There was professor by the name of Gerard O'Neill who had proposed that planetary environments were not the best place for future civilizations to develop. He had actually designed, together with a class from Princeton, a realistic scenario in which humanity develops a system of habitats based around the Lagrange Points. He had stated that we could utilize processed materials from the lunar surface, propel them into the Lagrange points with a rail gun (which he had built a prototype of himself), and then work these materials into cylinder shaped habitats that could house working populations from a thousand to millions of permanent citizens who would work in and out of the facility's protection to manufacture various goods with the benefit of free, limitless solar energy and incessant microgravity.

The apex of the station designs, Island III, was a theoretical construct that could hold six million people within each cylinder. With two such stations bound together, they could form a very large gyroscope that could keep permanent orientation towards the sun. With large reflecting mirrors, the structures could orient sunlight into their interiors via three windowed openings; all while many meters of processed lunar soil protect the inhabitants from sunlight-radioactive-death and meteors-of-unholy-velocity. Being large, the cylinders could rotate slowly to create an apparent level of forec approximate to one G of Earth gravity (sparing us from Arthur C. Clarke's "Women are a distraction in space" scenario). Best of all, a series of independent agricultural modules attached to their respective stations could feed the population under nearly total robotic control: Mirrors guiding sunlight into their quarters and levels of carbon dioxide and nitrogen adjusted for optimal growth. The best thing: Most of the materials needed (oxygen included) can come directly from lunar 'soil'.

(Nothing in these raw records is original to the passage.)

PR #895, opened 2023-04-18
Get line/col number in PDL schema encoder

jhandley:
Add ability to get the line and column numbers of schema elements written out by SchemaToPDL encoder.

### DIFF
--- a/data/src/main/java/com/linkedin/data/schema/SchemaToPdlEncoder.java
+++ b/data/src/main/java/com/linkedin/data/schema/SchemaToPdlEncoder.java
@@ -147,7 +147,7 @@ public class SchemaToPdlEncoder extends AbstractSchemaEncoder
       _writer = out;
       _writeLocations = Collections.emptyMap();
     }
-    _encodingStyle = EncodingStyle.INDENTED;
+    setEncodingStyle(EncodingStyle.INDENTED);
     _trackWriteLocations = returnContextLocations;
   }
 
@@ -159,6 +159,18 @@ public class SchemaToPdlEncoder extends AbstractSchemaEncoder
   public void setEncodingStyle(EncodingStyle encodingStyle)
   {
     _encodingStyle = encodingStyle;
+
+    // When counting column numbers, CompactPDLBuilder treats ',' as whitespace
+    if (_writer instanceof LineColumnNumberWriter)
+    {
+      if (_encodingStyle == EncodingStyle.COMPACT)
+      {
+        ((LineColumnNumberWriter) _writer).setIsWhitespaceFunction(c -> Character.isWhitespace(c) || c == ',');
+      } else
+      {
+        ((LineColumnNumberWriter) _writer).setIsWhitespaceFunction(Character::isWhitespace);
+      }
+    }
   }
 
   /**
@@ -172,18 +184,6 @@ public class SchemaToPdlEncoder extends AbstractSchemaEncoder
   {
     // Initialize a new builder for the preferred encoding style
     _builder = _encodingStyle.newBuilderInstance(_writer);
-
-    // When counting column numbers, CompactPDLBuilder treats ',' as whitespace
-    if (_writer instanceof LineColumnNumberWriter)
-    {
-      if (_encodingStyle == EncodingStyle.COMPACT)
-      {
-        ((LineColumnNumberWriter) _writer).setIsWhitespaceFunction(c -> Character.isWhitespace(c) || c == ',');
-      } else
-      {
-        ((LineColumnNumberWriter) _writer).setIsWhitespaceFunction(Character::isWhitespace);
-      }
-    }
 
     // Set and write root namespace/package
     if (schema instanceof NamedDataSchema)
--- a/data/src/main/java/com/linkedin/data/schema/SchemaToPdlEncoder.java
+++ b/data/src/main/java/com/linkedin/data/schema/SchemaToPdlEncoder.java
@@ -18,11 +18,14 @@ package com.linkedin.data.schema;
 
 import com.linkedin.data.DataList;
 import com.linkedin.data.DataMap;
+import com.linkedin.data.schema.grammar.PdlSchemaParser;
+import com.linkedin.util.LineColumnNumberWriter;
 import java.io.IOException;
 import java.io.StringWriter;
 import java.io.Writer;
 import java.util.Collections;
 import java.util.HashSet;
+import java.util.IdentityHashMap;
 import java.util.Iterator;
 import java.util.List;
 import java.util.Map;
@@ -107,6 +110,10 @@ public class SchemaToPdlEncoder extends AbstractSchemaEncoder
   private String _namespace = "";
   private String _package = "";
 
+  private final boolean _trackWriteLocations;
+
+  private final Map<Object, PdlSchemaParser.ParseLocation> _writeLocations;
+
   /**
    * Construct a .pdl source code encoder.
    *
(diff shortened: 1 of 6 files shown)


data/src/main/java/com/linkedin/data/schema/SchemaToPdlEncoder.java
```diff
@@ -107,15 +110,42 @@ PdlBuilder newBuilderInstance(Writer writer)
...
+   *                              locations can be retrieved using {@link #getWriteLocations()} after parsing.
+   */
+  public SchemaToPdlEncoder(Writer out, boolean returnContextLocations)
+  {
+    if (returnContextLocations) {
+      _writeLocations = new IdentityHashMap<>();
+      // Wrap the Writer to track line/column numbers to report to elementWriteListener
+      LineColumnNumberWriter lineColumnNumberWriter = new LineColumnNumberWriter(out);
+      // When counting column numbers, CompactPDLBuilder treats ',' as whitespace
+      lineColumnNumberWriter.setIsWhitespaceFunction(c -> Character.isWhitespace(c) || c == ',');
```
zhihaodev, line 141: Should we set `|| c == ','` if encodingStyle is COMPACT?

data/src/main/java/com/linkedin/util/LineColumnNumberWriter.java
```diff
@@ -0,0 +1,193 @@
...
+   */
+  public void setIsWhitespaceFunction(Predicate<Character> isWhitespaceFunction) {
+    _isWhitespaceFunction = isWhitespaceFunction;
+  }
+
+  @Override
+  public void write(char[] cbuf, int off, int len) throws IOException {
+    _writer.write(cbuf, off, len);
+    for (; len > 0; len--) {
+      char c = cbuf[off++];
```
zhihaodev, line 83: Is boundary check needed, or is it taken care by line 81 already?

jhandley: This is taken care of by line 81. It will throw IndexOutOfBoundsException if len/offset are invalid.

data/src/main/java/com/linkedin/data/schema/SchemaToPdlEncoder.java
jhandley: Good call. Updated.

junchuanwang:
I am sorry that Pegasus might be super picky about coding style, do you mind to reformat according to existing curly brace style?

jhandley:
> I am sorry that Pegasus might be super picky about coding style, do you mind to reformat according to existing curly brace style?

Reformatted

data/src/main/java/com/linkedin/data/schema/SchemaToPdlEncoder.java
```diff
@@ -441,24 +502,29 @@ private void writeTyperef(TyperefDataSchema schema) throws IOException
...
         .writeComma()
         .writeSpace();
     writeReferenceOrInline(schema.getValues(), schema.isValuesDeclaredInline());
     _builder.write("]");
+    recordSchemaElementLocation(schema);
   }
 
   private void writeArray(ArrayDataSchema schema) throws IOException
   {
+    markSchemaElementStartLocation();
```
aman1309, line 522: instead adding these functions in every type write method can move it the switch case in encode and writeRecord field iterator. what is the purpose of it in each type?

data/src/main/java/com/linkedin/data/schema/SchemaToPdlEncoder.java
```diff
@@ -865,4 +935,25 @@ else if (_namespace.equals(schema.getNamespace()) && !_importsByLocalName.contai
...
+  }
+
+  private void recordSchemaElementLocation(Object schemaElement)
+  {
+    if (_trackWriteLocations)
+    {
+      LineColumnNumberWriter.CharacterPosition startPosition = ((LineColumnNumberWriter) _writer).popSavedPosition();
+      LineColumnNumberWriter.CharacterPosition endPosition =
+          ((LineColumnNumberWriter) _writer).getLastNonWhitespacePosition();
+      _writeLocations.put(schemaElement,
```
aman1309, line 954: there could be fields with same schema, no?

data/src/main/java/com/linkedin/data/schema/SchemaToPdlEncoder.java
```diff
@@ -107,15 +110,41 @@ PdlBuilder newBuilderInstance(Writer writer)
...
   {
-    _writer = out;
+    this(out, false);
+  }
+
+  /**
+   * Construct a .pdl source code encoder.
+   *
+   * @param out provides the encoded .pdl destination.
+   * @param returnContextLocations Enable recording the context locations of schema elements during parsing. The
```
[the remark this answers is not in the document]
jhandley: I see why that would make sense but I used this naming because it matches the terminology in PdlSchemaParser [here](https://github.com/linkedin/rest.li/blob/b8fadffc4b9d7369ef0da31dd93fab4a527665db/data/src/main/java/com/linkedin/data/schema/grammar/PdlSchemaParser.java#L125)

data/src/main/java/com/linkedin/data/schema/SchemaToPdlEncoder.java
jhandley: We don't call them for every type in the switch statement in encode. They aren't called for primitive types. Can certainly move this to encode but will not be as clean as just adding the two lines there since would have to call them only for non-primitives. Let me know what you prefer.

data/src/main/java/com/linkedin/data/schema/SchemaToPdlEncoder.java
jhandley: That would be a problem. What would an example be?

data/src/main/java/com/linkedin/data/schema/SchemaToPdlEncoder.java
```diff
@@ -140,6 +169,18 @@ public void encode(DataSchema schema) throws IOException
     // Initialize a new builder for the preferred encoding style
     _builder = _encodingStyle.newBuilderInstance(_writer);
 
+    // When counting column numbers, CompactPDLBuilder treats ',' as whitespace
```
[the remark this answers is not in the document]
jhandley: There is no guarantee that setEncodingStyle is called before encode. Seemed simpler to do this in one place otherwise would have to repeat this in the constructor too. This isn't a particularly expensive operation so seems ok to do it here. I'm ok moving it though if you feel strongly. Let me know.

data/src/main/java/com/linkedin/data/schema/SchemaToPdlEncoder.java
aman1309: For example take 2 fields with the same type.

data/src/main/java/com/linkedin/data/schema/SchemaToPdlEncoder.java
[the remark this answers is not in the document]
aman1309: we can just call setEncodingStyle() from constructor.

data/src/main/java/com/linkedin/data/schema/SchemaToPdlEncoder.java
```diff
@@ -107,15 +110,41 @@ PdlBuilder newBuilderInstance(Writer writer)
...
    * @param out provides the encoded .pdl destination.
    */
   public SchemaToPdlEncoder(Writer out)
   {
-    _writer = out;
+    this(out, false);
+  }
+
+  /**
+   * Construct a .pdl source code encoder.
```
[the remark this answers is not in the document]
jhandley: Done

data/src/main/java/com/linkedin/data/schema/SchemaToPdlEncoder.java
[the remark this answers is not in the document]
jhandley: Done

data/src/main/java/com/linkedin/data/schema/SchemaToPdlEncoder.java
jhandley: I'm trying to reproduce the case where two fields with the same type would cause a problem but I'm not able to. If I try to parse a PDL where the same field type is inlined twice like this I get an error that the schema is defined twice:
```
record ParentRecordSchema {
  field1: record SharedSchema {
    sharedSchemaField: int
  }
  field2: record SharedSchema {
    sharedSchemaField: int
  }
}
```
The only way this parses is if I reference the type by name for the second field:
```
record ParentRecordSchema {
  field1: record SharedSchema {
    sharedSchemaField: int
  }
  field2: SharedSchema
}
```
However, when the type is referenced by name like that, the record schema for SharedSchema is only defined once in the file so there is no problem just using the map without the list. In that case the map has a singe entry for each of ParentRecordSchema, SharedSchema, sharedSchemaField, field1 and field2.

Is there another case I'm missing?

aman1309: what if SharedSchema is in a different PDL file and is referenced in ParentRecordSchema. ie.
import com.....SharedSchema;
record ParentRecordSchema {
  field1: SharedSchema
  field2: SharedSchema
}

aman1309: or we have below schema
record ParentRecordSchema {
  field1: record SharedSchema {
    sharedSchemaField: int
  }
  field2: SharedSchema
  field3: SharedSchema
}

jhandley: Those are not a problem since the map from the schema to the location at which it is defined, not the location(s) where it is referenced. In all of these cases there will be one mapping from SharedSchema to the line/col where it is defined. For the fields, we map from the RecordSchema.Field to the location where the field is defined. If the type of the field is just a reference, we don't map that location.

junchuanwang (approved):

He had a book written called The High Frontier, and it is a good read if you can actually find it. He illustrates the entire project from several perspectives, but keeps it all rather simple. One of my favorite areas is the usefulness of parabolic mirrors for industrial processing. Because there is direct sunlight and no limit for the size of mirrors in zero-g, a factory could provide itself a ridiculously powerful furnace by simply utilizing an enormous parabolic mirror!